Suisse : "Mort de fatigue mais tout à fait éveillé" - Témoignage de l'électrosensibilité

Suisse : Mort de fatigue mais tout à fait éveillé – Témoignage d’électrohypersensibilité
par Bettina Dyttrich (texte) et Tamara Janes (photos), Die Wochenzeitung, 
24 janvier 2013 (traduction en français par la Rédactrice de ce blog)

A tout moment, n’importe où… On paie le prix. La pollution électromagnétique augmente énormément. Les personnes électrosensibles ne peuvent guère habiter en ville. Les médecins donnent l'alarme.

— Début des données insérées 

PR #326, opened 2026-01-27
Add alpha conversion helpers

madsmtm:
Provide a few helper functions for handling the alpha channel when the pixel format of the buffer is `PixelFormat::Bgra8` or `PixelFormat::Rgba8`.

I'm a bit unsure whether it makes sense to provide these? Their current implementations are quite simple, and if we can provide `AlphaMode::Premultiplied` everywhere, the [un-]premultiplication functions probably aren't really necessary. And perhaps the use-case of actually needing `AlphaMode::Ignored` is kinda niche, which makes `make_pixels_opaque` unnecessary too?

---

I think the biggest problem with providing these is that it kinda signals that they're fast implementations, which... They aren't really, they could be made much more performant using SIMD and/or `rayon`.

I know that I don't want Softbuffer to be in the business of providing drawing primitives like `tiny-skia` or `vello_cpu` does, and I guess you could argue that this is kinda in that category, at least in the sense that it's a very different set of things you need to worry about (CPU speed vs. abstracting platform details and managing buffers).

### DIFF
--- a/src/convert.rs
+++ b/src/convert.rs
@@ -1,0 +1,14 @@
+#[inline]
+pub(crate) fn premultiply(val: u8, alpha: u8) -> u8 {
+    // TODO: Do we need to optimize this using bit shifts or similar?
+    ((val as u16 * alpha as u16) / 0xff) as u8
+}
+
+#[inline]
+pub(crate) fn unpremultiply(val: u8, alpha: u8) -> u8 {
+    // TODO: Can we find a cleaner / more efficient way to implement this?
+    (val as u16 * u8::MAX as u16)
+        .checked_div(alpha as u16)
+        .unwrap_or(0)
+        .min(u8::MAX as u16) as u8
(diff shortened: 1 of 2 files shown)


madsmtm:
> And I'm not familiar with the tricks for optimizing this sort of thing, but I don't know if we want to add fancy SIMD code to `softbuffer` at least until `std::simd` is available to make that easy without extra dependencies...

I'm kinda in the same boat.

I _think_ we can support `AlphaMode::Premultiplied` everywhere, that seems to be the desired format on all backends, so let's wait and see until we figure that out.

madsmtm:
I'm going to go with https://github.com/rust-windowing/softbuffer/pull/361 and https://github.com/rust-windowing/softbuffer/pull/362 instead, i.e. documenting how to do conversions like this, but without explicitly providing API for it.

Issue #306, opened 2026-01-14
Is `Context` needed for anything other than performance?


madsmtm:
I've read https://github.com/rust-windowing/softbuffer/issues/37 and https://github.com/rust-windowing/softbuffer/pull/64, and from my understanding, the split between `Context` and `Surface` is purely for performance, to allow sharing resources that are expensive to create.

Is that correct?

If so, then I feel it might make sense to add a convenience wrapper like:
```rust
impl<W: HasDisplayHandle + HasWindowHandle> Surface<W, W> {
    pub fn new_single_window_bikeshed(window: W) -> Result<Self, CreationError> {
        // Conceptual implementation, needs to be done differently in reality
        // since the window needs to only be stored in the surface.
        let context = Context::new(window);
        Self::new(&context, window)
    }
}
```

And perhaps change `Surface` to be something like `struct Surface<D, W = D>` (make the two type parameters default to be the same type).

This would simplify the common use-case of having a single window to be:
```rust
struct App {
    surface: softbuffer::Surface<winit::Window>,
    // + possibly an `Option` if you want to support Android too.
}
```

While still allowing the more complex multi-window case:
```rust
struct App {
    context: softbuffer::Context<winit::OwnedDisplayHandle>,
    surfaces: Vec<softbuffer::Surface<winit::OwnedDisplayHandle, winit::Window>>,
}
```

See relatedly https://github.com/rust-windowing/softbuffer/issues/298.

Issue #222, opened 2024-06-20
using external buffer possible?


ericlangedijk:
Currently I am copying my own rgba into the buffer of the softbuffer-surface.
I was wondering if that could be faster. And if it would be possible that the softbuffer uses this external buffer as source.
I saw that in Windows the drawing is done with BitBlt (which I believe is hardware-accelerated) and also was wondering if StretchDIBits would be an option. The last one does not need a source-handle, but don't know if StretchDIBits is as optimized.

ids1024:
Could your program be refactored to write into the `softbuffer::Buffer` instead of a separate buffer?

At least on some backends, that should perform better than any possible implementation that presents from just a `&[u8]` or `&[u32]`. Not sure about the performance of `StretchDIBits`, `BitBlt`, and such. (Other than that SDL uses `BitBlt` with a comment that when implemented it ended up being faster than trying to use DirectX.)

ericlangedijk:
Yes BitBlt is fast.
I was thinking about your suggestion as well.
I could probably rewrite my home-made Bitmap (with all kinds of draw functions) to write to a 'backend' instead of its own Vec<Rgba. Lot of work but doable.
It saves a copy of some megabytes each frame....

notgull:
Many drawing interfaces have a way to render to a mutable byte slice. For instance in my own code I use [`tiny-skia::PixmapMut`](https://docs.rs/tiny-skia/latest/tiny_skia/struct.PixmapMut.html) around the softbuffer buffer in order to render in software to the  window.

ericlangedijk:
Yes I think for certain backends it will not be possible or handy. No clue about other systems.
On windows we have a u32 array which happily has exactly the same layout as my inner bitmap on which i perform all my (cpu) drawing logic buffer scaling and rendering.

daxpedda:
Maybe some platform-specific extensions would be more appropriate then.

ids1024:
If you want to write something specifically for Windows and have some very specific requirements, you can also always just do that directly with windows-rs instead of using Softbuffer.

I guess it's an open design question in softbuffer to decide when to offer platform extensions vs suggest using platform APIs directly.

notgull:
> I guess it's an open design question in softbuffer to decide when to offer platform extensions vs suggest using platform APIs directly.

I would say this is definitely a case where platform extensions should not be used. The changes required for some platforms to use direct buffers would effectively require re-architecting the entire crate.

[...]

PR #330, opened 2026-01-31
Rename lifetime `Buffer<'a>` to `Buffer<'surface>`

madsmtm:
To make it a bit clearer that the buffer borrows from the surface.

### DIFF
--- a/src/backend_dispatch.rs
+++ b/src/backend_dispatch.rs
@@ -76,7 +76,7 @@ macro_rules! make_dispatch {
 
         impl<D: HasDisplayHandle, W: HasWindowHandle> SurfaceInterface<D, W> for SurfaceDispatch<D, W> {
             type Context = ContextDispatch<D>;
-            type Buffer<'a> = BufferDispatch<'a> where Self: 'a;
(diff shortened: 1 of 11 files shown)


MarijnS95:
I thought that we wanted to detach the `Buffer` from `Surface` entirely and let the user allocate+manage+present these (not sure which concrete issue), but that fundamentally requires a separate type as it is incompatible with the current "lock()"-like APIs.

https://github.com/rust-windowing/softbuffer/issues/222#issuecomment-3568275044 appears to be somewhat related, though with the caveat that I'd still let "the `Context`" allocate a backend-specific `Buffer` that's initially unowned/dissociated from a `Surface` (https://github.com/rust-windowing/softbuffer/issues/306#issuecomment-3772246967).

madsmtm:
> I thought that we wanted to detach the `Buffer` from `Surface` entirely and let the user allocate+manage+present these (not sure which concrete issue), but that fundamentally requires a separate type as it is incompatible with the current "lock()"-like APIs.

Yeah, I'm not sure how / if we're going to square that circle, so I did this for now.

PR #363, opened 2026-04-22
Add Buffer `data_u8` and `rows_u8` accessors

### LINKED ISSUE #358: `Pixel` struct makes it hard to render directly into the surface buffer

Dans le passé, la technologie jouait un rôle important dans la vie de Marcel Bolli. Il a étudié la mécanique et plus tard, s’est recyclé dans l’informatique. Pendant longtemps, il a eu du plaisir à faire de la moto.

Maintenant, Marcel Bolli n’a ni portable, ni téléphone sans fil, ni Wi-Fi. Cet homme de 38 ans originaire de Schaffhouse est électrosensible. Il ne tolère pas le rayonnement non-ionisant (RNI).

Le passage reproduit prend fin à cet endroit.